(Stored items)
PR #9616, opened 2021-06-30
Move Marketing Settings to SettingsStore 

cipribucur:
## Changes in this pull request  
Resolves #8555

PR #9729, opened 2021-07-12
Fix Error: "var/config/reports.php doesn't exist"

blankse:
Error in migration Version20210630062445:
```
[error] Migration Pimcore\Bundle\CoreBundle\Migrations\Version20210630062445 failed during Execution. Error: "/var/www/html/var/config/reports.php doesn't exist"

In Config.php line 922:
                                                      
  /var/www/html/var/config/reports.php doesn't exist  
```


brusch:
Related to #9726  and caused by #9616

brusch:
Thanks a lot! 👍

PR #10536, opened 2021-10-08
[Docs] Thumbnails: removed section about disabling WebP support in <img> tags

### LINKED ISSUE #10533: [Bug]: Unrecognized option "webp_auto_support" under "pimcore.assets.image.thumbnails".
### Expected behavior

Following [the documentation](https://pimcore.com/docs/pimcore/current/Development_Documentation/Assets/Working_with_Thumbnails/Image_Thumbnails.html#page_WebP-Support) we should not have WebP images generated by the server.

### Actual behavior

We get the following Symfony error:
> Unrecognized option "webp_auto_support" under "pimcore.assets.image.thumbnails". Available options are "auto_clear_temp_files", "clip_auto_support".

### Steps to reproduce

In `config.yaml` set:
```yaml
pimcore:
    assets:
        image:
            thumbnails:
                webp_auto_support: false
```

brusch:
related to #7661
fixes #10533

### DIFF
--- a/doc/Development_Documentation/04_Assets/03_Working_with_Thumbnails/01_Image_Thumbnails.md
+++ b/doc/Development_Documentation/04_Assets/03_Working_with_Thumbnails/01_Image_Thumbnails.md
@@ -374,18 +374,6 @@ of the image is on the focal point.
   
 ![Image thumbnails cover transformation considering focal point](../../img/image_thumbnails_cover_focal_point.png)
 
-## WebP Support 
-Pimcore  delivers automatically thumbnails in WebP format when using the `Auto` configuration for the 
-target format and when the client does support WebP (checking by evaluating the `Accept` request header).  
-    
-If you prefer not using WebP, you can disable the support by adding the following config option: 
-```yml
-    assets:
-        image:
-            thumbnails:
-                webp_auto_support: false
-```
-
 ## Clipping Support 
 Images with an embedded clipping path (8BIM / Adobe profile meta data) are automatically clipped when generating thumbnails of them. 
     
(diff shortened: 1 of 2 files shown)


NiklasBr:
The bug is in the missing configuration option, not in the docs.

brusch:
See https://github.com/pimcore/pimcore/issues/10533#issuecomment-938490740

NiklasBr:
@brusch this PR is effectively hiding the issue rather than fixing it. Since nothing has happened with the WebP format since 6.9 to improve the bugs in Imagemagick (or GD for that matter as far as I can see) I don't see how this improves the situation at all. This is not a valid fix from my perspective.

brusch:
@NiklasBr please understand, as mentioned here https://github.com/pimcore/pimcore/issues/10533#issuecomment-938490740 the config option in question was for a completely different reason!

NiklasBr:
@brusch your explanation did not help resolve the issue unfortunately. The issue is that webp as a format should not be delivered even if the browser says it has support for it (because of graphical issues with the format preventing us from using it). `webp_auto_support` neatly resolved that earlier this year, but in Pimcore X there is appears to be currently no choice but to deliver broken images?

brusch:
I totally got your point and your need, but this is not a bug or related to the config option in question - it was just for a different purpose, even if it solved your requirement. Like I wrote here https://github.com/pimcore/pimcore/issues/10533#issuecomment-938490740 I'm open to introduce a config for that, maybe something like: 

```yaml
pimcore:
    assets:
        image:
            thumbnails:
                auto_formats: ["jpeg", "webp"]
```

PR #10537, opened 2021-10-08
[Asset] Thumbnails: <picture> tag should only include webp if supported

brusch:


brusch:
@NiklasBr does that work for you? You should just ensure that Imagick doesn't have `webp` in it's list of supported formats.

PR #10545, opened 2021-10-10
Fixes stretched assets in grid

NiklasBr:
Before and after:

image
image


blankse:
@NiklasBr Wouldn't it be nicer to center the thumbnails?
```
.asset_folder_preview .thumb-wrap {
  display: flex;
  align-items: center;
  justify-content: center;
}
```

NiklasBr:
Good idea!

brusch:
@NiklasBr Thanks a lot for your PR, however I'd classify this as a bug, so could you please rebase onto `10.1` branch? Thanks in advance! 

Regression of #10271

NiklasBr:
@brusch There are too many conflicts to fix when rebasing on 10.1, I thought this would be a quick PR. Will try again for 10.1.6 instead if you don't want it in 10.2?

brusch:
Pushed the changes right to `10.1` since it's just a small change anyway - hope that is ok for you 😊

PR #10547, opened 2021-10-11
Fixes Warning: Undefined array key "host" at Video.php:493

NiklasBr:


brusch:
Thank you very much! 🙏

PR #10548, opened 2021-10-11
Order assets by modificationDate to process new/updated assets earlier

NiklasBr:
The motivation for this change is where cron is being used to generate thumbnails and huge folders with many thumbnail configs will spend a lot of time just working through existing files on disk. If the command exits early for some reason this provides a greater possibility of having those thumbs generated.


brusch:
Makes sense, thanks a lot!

Work to be completed:
An exact repeat of all the records is required.

Output of the task:
PR #9616, opened 2021-06-30
Move Marketing Settings to SettingsStore 

cipribucur:
## Changes in this pull request  
Resolves #8555

PR #9729, opened 2021-07-12
Fix Error: "var/config/reports.php doesn't exist"

blankse:
Error in migration Version20210630062445:
```
[error] Migration Pimcore\Bundle\CoreBundle\Migrations\Version20210630062445 failed during Execution. Error: "/var/www/html/var/config/reports.php doesn't exist"

In Config.php line 922:
                                                      
  /var/www/html/var/config/reports.php doesn't exist  
```


brusch:
Related to #9726  and caused by #9616

brusch:
Thanks a lot! 👍

PR #10536, opened 2021-10-08
[Docs] Thumbnails: removed section about disabling WebP support in <img> tags

### LINKED ISSUE #10533: [Bug]: Unrecognized option "webp_auto_support" under "pimcore.assets.image.thumbnails".
### Expected behavior

Following [the documentation](https://pimcore.com/docs/pimcore/current/Development_Documentation/Assets/Working_with_Thumbnails/Image_Thumbnails.html#page_WebP-Support) we should not have WebP images generated by the server.

### Actual behavior

We get the following Symfony error:
> Unrecognized option "webp_auto_support" under "pimcore.assets.image.thumbnails". Available options are "auto_clear_temp_files", "clip_auto_support".

### Steps to reproduce

In `config.yaml` set:
```yaml
pimcore:
    assets:
        image:
            thumbnails:
                webp_auto_support: false
```

brusch:
related to #7661
fixes #10533

### DIFF
--- a/doc/Development_Documentation/04_Assets/03_Working_with_Thumbnails/01_Image_Thumbnails.md
+++ b/doc/Development_Documentation/04_Assets/03_Working_with_Thumbnails/01_Image_Thumbnails.md
@@ -374,18 +374,6 @@ of the image is on the focal point.
   
 ![Image thumbnails cover transformation considering focal point](../../img/image_thumbnails_cover_focal_point.png)
 
-## WebP Support 
-Pimcore  delivers automatically thumbnails in WebP format when using the `Auto` configuration for the 
-target format and when the client does support WebP (checking by evaluating the `Accept` request header).  
-    
-If you prefer not using WebP, you can disable the support by adding the following config option: 
-```yml
-    assets:
-        image:
-            thumbnails:
-                webp_auto_support: false
-```
-
 ## Clipping Support 
 Images with an embedded clipping path (8BIM / Adobe profile meta data) are automatically clipped when generating thumbnails of them. 
     
(diff shortened: 1 of 2 files shown)


NiklasBr:
The bug is in the missing configuration option, not in the docs.

brusch:
See https://github.com/pimcore/pimcore/issues/10533#issuecomment-938490740

NiklasBr:
@brusch this PR is effectively hiding the issue rather than fixing it. Since nothing has happened with the WebP format since 6.9 to improve the bugs in Imagemagick (or GD for that matter as far as I can see) I don't see how this improves the situation at all. This is not a valid fix from my perspective.

brusch:
@NiklasBr please understand, as mentioned here https://github.com/pimcore/pimcore/issues/10533#issuecomment-938490740 the config option in question was for a completely different reason!

NiklasBr:
@brusch your explanation did not help resolve the issue unfortunately. The issue is that webp as a format should not be delivered even if the browser says it has support for it (because of graphical issues with the format preventing us from using it). `webp_auto_support` neatly resolved that earlier this year, but in Pimcore X there is appears to be currently no choice but to deliver broken images?

brusch:
I totally got your point and your need, but this is not a bug or related to the config option in question - it was just for a different purpose, even if it solved your requirement. Like I wrote here https://github.com/pimcore/pimcore/issues/10533#issuecomment-938490740 I'm open to introduce a config for that, maybe something like: 

```yaml
pimcore:
    assets:
        image:
            thumbnails:
                auto_formats: ["jpeg", "webp"]
```

PR #10537, opened 2021-10-08
[Asset] Thumbnails: <picture> tag should only include webp if supported

brusch:


brusch:
@NiklasBr does that work for you? You should just ensure that Imagick doesn't have `webp` in it's list of supported formats.

PR #10545, opened 2021-10-10
Fixes stretched assets in grid

NiklasBr:
Before and after:

image
image


blankse:
@NiklasBr Wouldn't it be nicer to center the thumbnails?
```
.asset_folder_preview .thumb-wrap {
  display: flex;
  align-items: center;
  justify-content: center;
}
```

NiklasBr:
Good idea!

brusch:
@NiklasBr Thanks a lot for your PR, however I'd classify this as a bug, so could you please rebase onto `10.1` branch? Thanks in advance! 

Regression of #10271

NiklasBr:
@brusch There are too many conflicts to fix when rebasing on 10.1, I thought this would be a quick PR. Will try again for 10.1.6 instead if you don't want it in 10.2?

brusch:
Pushed the changes right to `10.1` since it's just a small change anyway - hope that is ok for you 😊

PR #10547, opened 2021-10-11
Fixes Warning: Undefined array key "host" at Video.php:493

NiklasBr:


brusch:
Thank you very much! 🙏

PR #10548, opened 2021-10-11
Order assets by modificationDate to process new/updated assets earlier

NiklasBr:
The motivation for this change is where cron is being used to generate thumbnails and huge folders with many thumbnail configs will spend a lot of time just working through existing files on disk. If the command exits early for some reason this provides a greater possibility of having those thumbs generated.


brusch:
Makes sense, thanks a lot!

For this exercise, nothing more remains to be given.